EXERCISE AIM:
Draw out every line with the word "then" from the listing below.

── DATASET ──

PR #224, opened 2017-05-26
Fix PDOStatement::fetchColumn() return type

BenMorel:
The return type should be `mixed`, not `string`. In particular, it returns `false` when there are no more rows.

See: http://php.net/manual/en/pdostatement.fetchcolumn.php

### DIFF
--- a/PDO/PDO.php
+++ b/PDO/PDO.php
@@ -1134,8 +1134,8 @@ class PDOStatement implements Traversable {
 	 * no value is supplied, <b>PDOStatement::fetchColumn</b>
 	 * fetches the first column.
 	 * </p>
-	 * @return string <b>PDOStatement::fetchColumn</b> returns a single column
-	 * in the next row of a result set.
+	 * @return mixed Returns a single column from the next row of a result
+	 * set or FALSE if there are no more rows.
 	 * </p>
 	 * <p>
 	 * There is no way to return another column from the same row if you


andrey-sokolov:
It's better to use string|bool as a return type

BenMorel:
I agree, but it's also good to keep the stubs in sync with the PHP documentation, and they document it as `mixed`.

This would need to be submitted to the PHP docs as well in this case!

andrey-sokolov:
Unfortunately, PHP docs are often inaccurate and so there are many cases in our stubs where they don't follow the docs exactly. In this particular case we still believe that string|bool is better.

BenMorel:
Actually, the return type is not `string|bool`. It can return `null` for a nullable column.

And when using the mysqlnd driver, it can return native types such as integer as well. Try the following:

    $pdo = new PDO('mysql:host=localhost', 'root', '');
    $pdo->setAttribute(PDO::ATTR_EMULATE_PREPARES, false);
    $pdo->setAttribute(PDO::ATTR_STRINGIFY_FETCHES, false);
    var_dump($pdo->query('SELECT NULL')->fetchColumn()); // NULL
    var_dump($pdo->query('SELECT 1')->fetchColumn()); // int(1)

So it would be more something like `@return string|bool|null|int`, so I guess the `mixed` type in the PHP documentation makes sense here.

andrey-sokolov:
OK, let's make it mixed

PR #240, opened 2017-07-09
SimpleXMLElement accessor always returns a single SimpleXMLElement object

BenMorel:
Even when several nodes with the same name exist in the document, the first element is returned when using the magic accessor.

```php
$data = <<<EOF
<feed>
 <products>
  <product>1</product>
  <product>2</product>
  <product>3</product>
 </products>
</feed>
EOF;

$data = simplexml_load_string($data);

echo get_class($data->products->product); // SimpleXMLElement
echo $data->products->product; // 1
```

Therefore the return type of `__get()` should be `SimpleXMLElement`, not `SimpleXMLElement[]`.

### DIFF
--- a/SimpleXML/SimpleXML.php
+++ b/SimpleXML/SimpleXML.php
@@ -24,7 +24,7 @@ class SimpleXMLElement implements Traversable {
 	/**
      * Provides access to element's children
      * @param $name child name
-     * @return SimpleXMLElement[]
+     * @return SimpleXMLElement
      */
     function __get($name) {}
 


IMSoP:
It's a little more complex than that, as discussed on https://youtrack.jetbrains.com/issue/WI-15760

If you mark it as returning a single element, you'll just get an error reported for the opposite case: `$data->products[0]` should *also* be analysed as an instance of `SimpleXMLElement`, but with this patch will be flagged as an error.

I think a better approach is to mark the class as implementing ArrayAccess, allowing both types of access to be analysed successfully, which is what I have here: https://github.com/JetBrains/phpstorm-stubs/pull/245

BenMorel:
Indeed, your approach seems to be the best compromise for both use cases.
Closing in favour of #245.

PR #245, opened 2017-07-20
Add dummy ArrayAccess to SimpleXMLElement to fix WI-15760

IMSoP:
The actual array access methods are not available, but the internal class implements the equivalent C-level handlers, so that [0], ['foo'], etc are always available. 

This removes the need to mark any returns as SimpleXMLElement[], except for ->xpath(), which really does return a true array.

Issue was reported in 2012: https://youtrack.jetbrains.com/issue/WI-15760 This solution is not ideal, but the stub already contains a dummy __get(), so this seems a logical improvement.

### DIFF
--- a/SimpleXML/SimpleXML.php
+++ b/SimpleXML/SimpleXML.php
@@ -217,36 +217,36 @@ class SimpleXMLElement implements Traversable, ArrayAccess {
 
     /**
      * Class provides access to children by position, and attributes by name
-     * Stub only: method not callable directly.
+     * @access private Method not callable directly, stub exists for typehint only
      * @param string|int $offset
      * @return boolean true on success or false on failure.
      */
-    public function offsetExists ($offset) {}
+    private function offsetExists ($offset) {}
 
     /**
      * Class provides access to children by position, and attributes by name
-     * Stub only: method not callable directly.
+     * @access private Method not callable directly, stub exists for typehint only
      * @param string|int $offset
      * @return SimpleXMLElement Either a named attribute or an element from a list of children
      */
-    public function offsetGet ($offset) {}
+    private function offsetGet ($offset) {}
 
     /**
      * Class provides access to children by position, and attributes by name
-     * Stub only: method not callable directly.
+     * @access private Method not callable directly, stub exists for typehint only
      * @param string|int $offset
      * @param mixed $value
      * @return void
      */
-    public function offsetSet ($offset, $value) {}
+    private function offsetSet ($offset, $value) {}
 
     /**
      * Class provides access to children by position, and attributes by name
-     * Stub only: method not callable directly.
+     * @access private Method not callable directly, stub exists for typehint only
      * @param string|int $offset
      * @return void
      */
-    public function offsetUnset ($offset) {}
+    private function offsetUnset ($offset) {}
 }
 
 /**
--- a/SimpleXML/SimpleXML.php
+++ b/SimpleXML/SimpleXML.php
@@ -23,10 +23,11 @@ class SimpleXMLElement implements Traversable, ArrayAccess {
 
 	/**
      * Provides access to element's children
+     * @access private Method not callable directly, stub exists for typehint only
      * @param $name child name
      * @return SimpleXMLElement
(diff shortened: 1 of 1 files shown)


BenMorel:
I 👍 this approach. This is the best compromise at the moment.

The bottom line is, `__get()` **must** return `SimpleXMLElement`, not `SimpleXMLElement[]`.

The only drawback of this stub is that `offsetGet()` etc. methods will be autocompleted even though they're not actually present in `SimpleXMLElement`, but as noted above, this is already the case with `__get()`.

I thought that marking these methods as `@internal` would prevent this, but it turns out that it doesn't.

SimpleXML/SimpleXML.php
```diff
@@ -215,6 +215,38 @@ public function __toString () {}
 	 */
 	public function count () {}
 
+    /**
```
b1rdex: Methods below are not needed as IDE checks interface only and this can lead to errors in code completion.

BenMorel: Isn't `offsetGet()` required to infer the return type of `$element[0]`?

b1rdex: @BenMorel got it. Methods other then `__get` and `offsetGet` should be removed.

IMSoP: It turns out that deleting the methods doesn't help, because they are assumed to be present based on the interface. However, marking them as Private appears to have precisely the desired effect.

IMSoP:
Additional change to mark the new methods, along with `__get`, as private; from my testing, this should keep the magic property and array access, but prevent the non-existent methods showing in completion popups.

For reference, the code I've been using to confirm the changes have the desired effect is here: https://gist.github.com/IMSoP/dab21ce9d97980adbc22fc867e6e9fcf In PhpStorm 2017.2.1, with completion stubs pointed at this branch, all lines in that sample are considered valid, and the variables are detected as `SimpleXMLElement`.

b1rdex:
IMO PhpStorm should not take into account `private` methods for type gathering, that looks like bug for me. Making this methods `private` in real code makes them not accessible (e.g. throwing warnings), so return types are not usable.
I think that behavior is unreliable and shoud not be used.

IMSoP:
@b1rdex In theory, I agree, but it could also be considered a bug that internal class behaviours can't be signalled to the code analyser without writing stubs for methods that don't exist. It *should* be possible to mark the stub method as "virtual", or indicate the array access behaviour without listing the methods at all, but unless someone from JetBrains tells me that they've implemented such a feature, we are left compromising based on the observed behaviour.

Relying on the private method behaviour is certainly a hack, but the worst outcome is that this is "fixed" in a future version and the stub needs to be revised. It could be that by then an alternative approach is available.

andrey-sokolov:
@IMSoP @b1rdex Suggested change breaks on such example that was supported before
```
<?php
$xml = new SimpleXMLElement('<?xml version="1.0"?><request><error>222</error><error>333</error></request>');
echo $xml->error[1]->//invoke completion there
```
Looks like we need some solution coming from our codebase instead

SimpleXML/SimpleXML.php
```diff
@@ -23,10 +23,11 @@ class SimpleXMLElement implements Traversable {
 
 	/**
      * Provides access to element's children
+     * @access private Method not callable directly, stub exists for typehint only
      * @param $name child name
```
b1rdex: There must be `string` before `$name`, because phpdoc assumes `$name instanceof child::class`

b1rdex:
@andrey-sokolov can you please clarify what exactly is wrong with completion list? I created reproducible example one can run: https://gist.github.com/b1rdex/56bc533cd90b2d9880ef55799b09b425
So there is copied `SimpleXMLElement` class with added `2` to its name. Also, I changed `__get` and `offsetGet` methods to return `SimpleXMLElement2` instances.

Original completion list:
image

Class with proposed changes completion list:
image

I see no difference.

andrey-sokolov:
Works for me as well. Sorry for inconvenience.

PR #258, opened 2017-08-17
stub for mapscript extension

rjbijl:
Added a stub file for the PHP mapscript extension. Generated by parsing the documentation at https://raw.githubusercontent.com/mapserver/docs/branch-7-0/en/mapscript/php/phpmapscript.txt

Biggest issue: missing values for the constants, because they are not defined in the docs


b1rdex:
Can you please extract constants values from https://github.com/mapserver/mapserver/blob/66309eebb7ba0dc70469efeb40f865a8e88fafbd/mapscript/tcl/mapscript_wrap.html ?

PR #267, opened 2017-09-05
Adding class stub for php_excel extension

rusakov92:
Here is the task in the issue tracker: https://youtrack.jetbrains.com/issue/WI-37929


andrey-sokolov:
Thank you for contribution. Since it's not a standard extension and not PECL extension it would be better to create a separate plugin with these stubs. Here is an example: https://github.com/artspb/phpstorm-library-plugin

PR #268, opened 2017-09-06
Fix callable typehints

b1rdex:
PhpStorm can't navigate to callables, because of wrong typehints on following functions:
- restore_error_handler
- set_exception_handler


andrey-sokolov:
set_error_handler - not restore_error handler

PR #793, opened 2020-05-09
Add stubs for sapi/phpdbg functions

sebastianbergmann:
Motivated by [this](https://github.com/sebastianbergmann/phpunit/issues/4211#issuecomment-625861828) issue in PHPUnit.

───

RESULT:
b1rdex: @BenMorel got it. Methods other then `__get` and `offsetGet` should be removed.
Relying on the private method behaviour is certainly a hack, but the worst outcome is that this is "fixed" in a future version and the stub needs to be revised. It could be that by then an alternative approach is available.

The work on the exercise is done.